═══ Record extracts
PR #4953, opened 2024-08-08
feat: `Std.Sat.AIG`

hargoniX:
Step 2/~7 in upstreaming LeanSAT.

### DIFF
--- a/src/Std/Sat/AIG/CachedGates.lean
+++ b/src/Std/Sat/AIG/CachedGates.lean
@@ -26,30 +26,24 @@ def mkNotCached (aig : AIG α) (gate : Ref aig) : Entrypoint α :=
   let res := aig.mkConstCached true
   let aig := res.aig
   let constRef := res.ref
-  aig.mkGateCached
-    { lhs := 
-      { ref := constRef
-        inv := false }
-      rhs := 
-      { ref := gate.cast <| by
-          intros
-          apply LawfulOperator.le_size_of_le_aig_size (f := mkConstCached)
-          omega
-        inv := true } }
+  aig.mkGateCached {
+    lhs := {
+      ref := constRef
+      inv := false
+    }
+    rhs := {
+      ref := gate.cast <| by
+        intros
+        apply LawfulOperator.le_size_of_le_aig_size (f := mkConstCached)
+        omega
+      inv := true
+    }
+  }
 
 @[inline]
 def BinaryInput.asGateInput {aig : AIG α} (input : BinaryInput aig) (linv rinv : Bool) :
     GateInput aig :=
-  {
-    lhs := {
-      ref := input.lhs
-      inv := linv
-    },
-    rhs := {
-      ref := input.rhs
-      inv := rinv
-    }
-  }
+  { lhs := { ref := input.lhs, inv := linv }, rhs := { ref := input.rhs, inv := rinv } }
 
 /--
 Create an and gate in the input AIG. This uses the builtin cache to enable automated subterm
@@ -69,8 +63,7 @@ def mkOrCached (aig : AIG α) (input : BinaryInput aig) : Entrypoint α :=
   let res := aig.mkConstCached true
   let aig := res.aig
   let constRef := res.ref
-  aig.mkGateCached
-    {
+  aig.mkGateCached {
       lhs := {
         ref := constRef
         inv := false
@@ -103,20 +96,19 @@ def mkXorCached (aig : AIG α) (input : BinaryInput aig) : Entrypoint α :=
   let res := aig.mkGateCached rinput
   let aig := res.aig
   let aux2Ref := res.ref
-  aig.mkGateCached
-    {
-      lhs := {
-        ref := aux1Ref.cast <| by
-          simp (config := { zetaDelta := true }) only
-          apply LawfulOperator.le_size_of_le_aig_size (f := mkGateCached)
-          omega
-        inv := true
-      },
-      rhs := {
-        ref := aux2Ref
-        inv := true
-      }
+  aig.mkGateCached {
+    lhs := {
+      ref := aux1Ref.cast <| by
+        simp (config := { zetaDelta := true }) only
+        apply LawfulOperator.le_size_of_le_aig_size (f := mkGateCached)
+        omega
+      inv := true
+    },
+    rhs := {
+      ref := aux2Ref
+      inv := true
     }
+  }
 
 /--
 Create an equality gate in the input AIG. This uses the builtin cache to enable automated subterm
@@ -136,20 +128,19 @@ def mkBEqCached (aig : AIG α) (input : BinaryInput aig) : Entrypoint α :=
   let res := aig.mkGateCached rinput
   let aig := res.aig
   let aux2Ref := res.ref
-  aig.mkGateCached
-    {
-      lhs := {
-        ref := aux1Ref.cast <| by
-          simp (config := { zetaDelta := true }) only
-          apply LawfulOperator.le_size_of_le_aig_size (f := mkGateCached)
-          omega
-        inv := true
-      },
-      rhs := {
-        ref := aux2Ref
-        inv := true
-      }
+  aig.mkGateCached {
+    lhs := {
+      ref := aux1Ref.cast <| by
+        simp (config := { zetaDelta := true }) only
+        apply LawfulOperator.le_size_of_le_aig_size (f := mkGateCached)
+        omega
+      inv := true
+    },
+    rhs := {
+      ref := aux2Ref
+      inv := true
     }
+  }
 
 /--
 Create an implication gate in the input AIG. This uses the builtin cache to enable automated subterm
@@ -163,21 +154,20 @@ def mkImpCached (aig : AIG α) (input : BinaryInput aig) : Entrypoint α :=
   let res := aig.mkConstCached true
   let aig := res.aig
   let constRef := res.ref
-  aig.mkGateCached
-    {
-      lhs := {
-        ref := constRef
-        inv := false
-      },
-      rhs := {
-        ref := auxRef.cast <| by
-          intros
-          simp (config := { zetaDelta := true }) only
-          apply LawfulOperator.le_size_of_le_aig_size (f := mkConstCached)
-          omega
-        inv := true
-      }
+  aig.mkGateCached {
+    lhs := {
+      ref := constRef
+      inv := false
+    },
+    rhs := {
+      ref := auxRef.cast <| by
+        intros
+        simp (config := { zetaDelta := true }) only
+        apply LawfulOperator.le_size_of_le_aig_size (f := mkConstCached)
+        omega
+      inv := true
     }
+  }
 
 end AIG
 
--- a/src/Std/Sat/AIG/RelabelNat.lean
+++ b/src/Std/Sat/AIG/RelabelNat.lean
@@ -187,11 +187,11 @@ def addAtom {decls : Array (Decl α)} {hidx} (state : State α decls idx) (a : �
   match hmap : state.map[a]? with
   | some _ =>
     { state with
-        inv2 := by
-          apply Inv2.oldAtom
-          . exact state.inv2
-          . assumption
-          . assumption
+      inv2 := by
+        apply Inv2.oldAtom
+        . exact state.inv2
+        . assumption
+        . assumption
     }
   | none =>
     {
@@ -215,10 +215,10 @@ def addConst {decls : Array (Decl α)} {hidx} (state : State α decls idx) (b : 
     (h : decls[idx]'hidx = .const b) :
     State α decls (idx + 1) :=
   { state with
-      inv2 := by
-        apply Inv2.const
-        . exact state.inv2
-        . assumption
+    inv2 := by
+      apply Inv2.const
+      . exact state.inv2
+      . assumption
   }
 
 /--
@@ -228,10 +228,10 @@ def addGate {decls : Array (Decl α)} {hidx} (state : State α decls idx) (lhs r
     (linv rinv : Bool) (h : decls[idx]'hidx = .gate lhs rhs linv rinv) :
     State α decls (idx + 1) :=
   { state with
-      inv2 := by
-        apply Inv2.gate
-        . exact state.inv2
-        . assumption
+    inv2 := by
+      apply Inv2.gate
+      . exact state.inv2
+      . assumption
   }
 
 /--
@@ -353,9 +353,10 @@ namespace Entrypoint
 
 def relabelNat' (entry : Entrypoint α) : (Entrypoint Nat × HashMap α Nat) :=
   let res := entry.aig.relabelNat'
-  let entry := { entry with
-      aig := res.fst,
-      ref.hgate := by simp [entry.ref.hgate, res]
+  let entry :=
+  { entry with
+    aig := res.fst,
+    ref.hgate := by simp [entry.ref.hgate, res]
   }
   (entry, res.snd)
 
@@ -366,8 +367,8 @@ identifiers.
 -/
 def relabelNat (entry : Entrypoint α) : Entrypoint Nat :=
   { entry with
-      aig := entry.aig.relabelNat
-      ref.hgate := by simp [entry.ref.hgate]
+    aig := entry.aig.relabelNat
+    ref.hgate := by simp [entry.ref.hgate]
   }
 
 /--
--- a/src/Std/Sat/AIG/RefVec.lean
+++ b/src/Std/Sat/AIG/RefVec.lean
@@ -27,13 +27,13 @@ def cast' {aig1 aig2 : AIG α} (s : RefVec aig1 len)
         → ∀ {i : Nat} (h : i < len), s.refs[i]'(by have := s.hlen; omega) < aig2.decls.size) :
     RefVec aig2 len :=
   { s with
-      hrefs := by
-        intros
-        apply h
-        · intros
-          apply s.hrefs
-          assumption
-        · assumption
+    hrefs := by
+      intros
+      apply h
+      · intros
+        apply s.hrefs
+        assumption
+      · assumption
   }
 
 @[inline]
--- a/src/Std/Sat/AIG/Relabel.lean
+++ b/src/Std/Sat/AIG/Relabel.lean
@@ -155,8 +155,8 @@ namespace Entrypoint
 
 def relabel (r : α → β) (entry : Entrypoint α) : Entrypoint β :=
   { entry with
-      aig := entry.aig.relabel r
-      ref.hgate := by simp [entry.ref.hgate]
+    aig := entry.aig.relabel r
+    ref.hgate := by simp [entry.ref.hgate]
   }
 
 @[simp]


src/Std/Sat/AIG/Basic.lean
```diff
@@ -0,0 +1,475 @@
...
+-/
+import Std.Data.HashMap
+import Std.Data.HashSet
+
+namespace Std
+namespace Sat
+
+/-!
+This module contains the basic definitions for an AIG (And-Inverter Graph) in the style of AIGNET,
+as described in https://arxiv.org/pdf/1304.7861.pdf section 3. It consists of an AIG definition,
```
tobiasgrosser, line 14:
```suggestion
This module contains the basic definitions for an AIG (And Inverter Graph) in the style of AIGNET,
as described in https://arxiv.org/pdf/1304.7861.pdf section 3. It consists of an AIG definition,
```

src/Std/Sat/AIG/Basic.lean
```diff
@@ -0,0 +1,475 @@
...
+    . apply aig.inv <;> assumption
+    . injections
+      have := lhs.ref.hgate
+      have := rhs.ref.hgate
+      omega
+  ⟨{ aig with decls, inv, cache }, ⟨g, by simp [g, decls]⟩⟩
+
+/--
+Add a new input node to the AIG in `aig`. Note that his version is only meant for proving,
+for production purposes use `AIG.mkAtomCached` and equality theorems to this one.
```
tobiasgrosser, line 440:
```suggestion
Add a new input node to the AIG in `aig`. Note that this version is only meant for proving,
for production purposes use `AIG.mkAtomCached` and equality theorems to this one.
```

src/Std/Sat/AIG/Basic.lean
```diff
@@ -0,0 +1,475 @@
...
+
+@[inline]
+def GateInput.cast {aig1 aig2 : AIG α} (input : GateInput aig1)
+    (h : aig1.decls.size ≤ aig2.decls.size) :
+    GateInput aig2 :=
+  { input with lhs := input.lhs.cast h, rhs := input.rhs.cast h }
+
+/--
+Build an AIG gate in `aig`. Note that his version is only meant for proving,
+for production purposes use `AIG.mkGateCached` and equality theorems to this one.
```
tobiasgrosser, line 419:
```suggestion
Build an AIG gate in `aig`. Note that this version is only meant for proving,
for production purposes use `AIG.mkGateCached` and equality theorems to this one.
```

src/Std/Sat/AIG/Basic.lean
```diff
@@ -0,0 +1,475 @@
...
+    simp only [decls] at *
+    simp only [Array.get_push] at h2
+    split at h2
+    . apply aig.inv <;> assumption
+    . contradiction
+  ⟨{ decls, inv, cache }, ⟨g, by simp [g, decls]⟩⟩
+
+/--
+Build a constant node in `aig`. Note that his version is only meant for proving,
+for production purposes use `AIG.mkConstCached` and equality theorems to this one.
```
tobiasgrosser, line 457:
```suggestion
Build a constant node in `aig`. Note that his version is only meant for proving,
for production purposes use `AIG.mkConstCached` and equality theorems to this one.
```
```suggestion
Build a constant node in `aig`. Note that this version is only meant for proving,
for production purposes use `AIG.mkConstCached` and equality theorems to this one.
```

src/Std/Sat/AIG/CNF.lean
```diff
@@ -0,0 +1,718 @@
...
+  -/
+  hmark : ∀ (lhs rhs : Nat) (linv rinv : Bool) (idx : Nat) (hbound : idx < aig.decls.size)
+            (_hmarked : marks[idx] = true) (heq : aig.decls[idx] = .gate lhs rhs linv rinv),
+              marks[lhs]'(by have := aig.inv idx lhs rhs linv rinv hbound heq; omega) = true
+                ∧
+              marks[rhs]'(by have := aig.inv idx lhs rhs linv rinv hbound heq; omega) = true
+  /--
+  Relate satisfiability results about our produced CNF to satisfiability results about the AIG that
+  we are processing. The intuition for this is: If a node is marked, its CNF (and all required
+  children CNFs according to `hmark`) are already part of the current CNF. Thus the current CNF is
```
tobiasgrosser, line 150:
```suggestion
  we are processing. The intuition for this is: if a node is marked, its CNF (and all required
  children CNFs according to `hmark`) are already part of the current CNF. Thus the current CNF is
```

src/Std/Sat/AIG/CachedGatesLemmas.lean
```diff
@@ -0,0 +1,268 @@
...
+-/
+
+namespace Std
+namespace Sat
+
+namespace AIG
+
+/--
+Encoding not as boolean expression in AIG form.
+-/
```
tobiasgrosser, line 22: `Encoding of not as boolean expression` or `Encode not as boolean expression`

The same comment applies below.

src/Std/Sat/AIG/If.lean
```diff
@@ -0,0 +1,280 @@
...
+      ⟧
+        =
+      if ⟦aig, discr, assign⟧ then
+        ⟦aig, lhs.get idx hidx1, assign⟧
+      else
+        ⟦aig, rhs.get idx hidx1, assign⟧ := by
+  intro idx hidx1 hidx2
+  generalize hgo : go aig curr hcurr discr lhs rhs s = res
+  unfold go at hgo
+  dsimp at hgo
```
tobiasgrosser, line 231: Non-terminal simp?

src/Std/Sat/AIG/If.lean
══════
═══ Record extracts
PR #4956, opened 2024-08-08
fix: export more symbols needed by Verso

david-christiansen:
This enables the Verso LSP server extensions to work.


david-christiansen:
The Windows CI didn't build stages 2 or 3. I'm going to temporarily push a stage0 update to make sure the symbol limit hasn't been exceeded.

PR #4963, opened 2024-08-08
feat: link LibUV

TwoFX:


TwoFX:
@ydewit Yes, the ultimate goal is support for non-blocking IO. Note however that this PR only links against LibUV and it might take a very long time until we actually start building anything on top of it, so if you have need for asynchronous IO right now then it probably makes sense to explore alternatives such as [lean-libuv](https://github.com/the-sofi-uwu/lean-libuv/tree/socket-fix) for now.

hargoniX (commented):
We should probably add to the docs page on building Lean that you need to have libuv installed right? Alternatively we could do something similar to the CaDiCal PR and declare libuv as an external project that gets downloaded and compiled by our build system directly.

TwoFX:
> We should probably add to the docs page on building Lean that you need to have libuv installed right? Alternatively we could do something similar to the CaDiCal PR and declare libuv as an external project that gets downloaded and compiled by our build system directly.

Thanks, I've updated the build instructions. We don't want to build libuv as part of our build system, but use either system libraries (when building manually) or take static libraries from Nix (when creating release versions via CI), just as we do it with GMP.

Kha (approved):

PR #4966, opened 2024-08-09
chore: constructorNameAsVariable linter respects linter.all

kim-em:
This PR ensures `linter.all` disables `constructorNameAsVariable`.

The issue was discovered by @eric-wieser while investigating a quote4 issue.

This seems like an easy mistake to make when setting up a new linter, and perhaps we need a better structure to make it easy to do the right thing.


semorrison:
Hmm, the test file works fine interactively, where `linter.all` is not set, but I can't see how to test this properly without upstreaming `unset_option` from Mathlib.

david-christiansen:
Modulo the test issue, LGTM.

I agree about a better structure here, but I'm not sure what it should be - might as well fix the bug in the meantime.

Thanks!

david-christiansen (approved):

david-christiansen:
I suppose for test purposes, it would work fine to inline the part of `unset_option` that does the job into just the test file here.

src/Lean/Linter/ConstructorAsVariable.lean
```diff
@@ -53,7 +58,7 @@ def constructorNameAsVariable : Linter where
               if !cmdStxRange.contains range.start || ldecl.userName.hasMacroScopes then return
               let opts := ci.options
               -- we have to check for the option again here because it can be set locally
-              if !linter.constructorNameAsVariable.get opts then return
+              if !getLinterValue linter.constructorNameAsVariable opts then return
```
══════
═══ Record extracts
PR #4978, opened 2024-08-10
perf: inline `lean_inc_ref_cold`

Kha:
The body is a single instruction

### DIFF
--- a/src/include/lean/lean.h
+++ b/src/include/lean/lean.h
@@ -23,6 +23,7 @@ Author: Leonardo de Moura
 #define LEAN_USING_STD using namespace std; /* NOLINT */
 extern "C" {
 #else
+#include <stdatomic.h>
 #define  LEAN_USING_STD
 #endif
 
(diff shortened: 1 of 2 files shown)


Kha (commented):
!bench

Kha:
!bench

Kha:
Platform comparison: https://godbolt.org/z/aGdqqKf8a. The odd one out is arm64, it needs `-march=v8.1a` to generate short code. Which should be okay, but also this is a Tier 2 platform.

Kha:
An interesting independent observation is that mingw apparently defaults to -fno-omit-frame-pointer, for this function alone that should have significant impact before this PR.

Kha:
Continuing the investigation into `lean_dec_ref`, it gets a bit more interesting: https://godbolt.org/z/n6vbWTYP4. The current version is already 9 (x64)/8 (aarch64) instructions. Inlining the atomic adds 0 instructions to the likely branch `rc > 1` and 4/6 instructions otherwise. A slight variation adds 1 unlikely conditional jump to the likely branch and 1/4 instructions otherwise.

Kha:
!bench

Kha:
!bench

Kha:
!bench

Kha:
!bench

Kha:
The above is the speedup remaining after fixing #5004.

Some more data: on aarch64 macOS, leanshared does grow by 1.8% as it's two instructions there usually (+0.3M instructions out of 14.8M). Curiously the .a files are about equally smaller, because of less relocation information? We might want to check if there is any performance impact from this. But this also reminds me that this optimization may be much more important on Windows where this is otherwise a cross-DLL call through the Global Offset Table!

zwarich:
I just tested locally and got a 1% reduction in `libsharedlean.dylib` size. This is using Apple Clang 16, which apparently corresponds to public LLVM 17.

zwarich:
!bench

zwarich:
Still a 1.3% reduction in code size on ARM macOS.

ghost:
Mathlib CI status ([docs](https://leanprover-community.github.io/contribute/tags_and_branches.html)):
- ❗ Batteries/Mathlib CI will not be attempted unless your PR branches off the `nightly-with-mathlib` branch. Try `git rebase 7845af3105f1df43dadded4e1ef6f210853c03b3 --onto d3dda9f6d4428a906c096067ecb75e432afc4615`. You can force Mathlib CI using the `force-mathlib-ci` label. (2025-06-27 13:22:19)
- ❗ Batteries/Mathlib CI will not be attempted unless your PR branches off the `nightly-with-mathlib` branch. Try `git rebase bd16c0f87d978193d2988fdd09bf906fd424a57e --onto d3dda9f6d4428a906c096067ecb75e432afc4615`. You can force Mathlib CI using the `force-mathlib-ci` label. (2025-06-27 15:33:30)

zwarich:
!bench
══════
→ **To do**:
Your answer must be a single number: the count of lines in the records that hold the word "section".

→ **Response area**:
2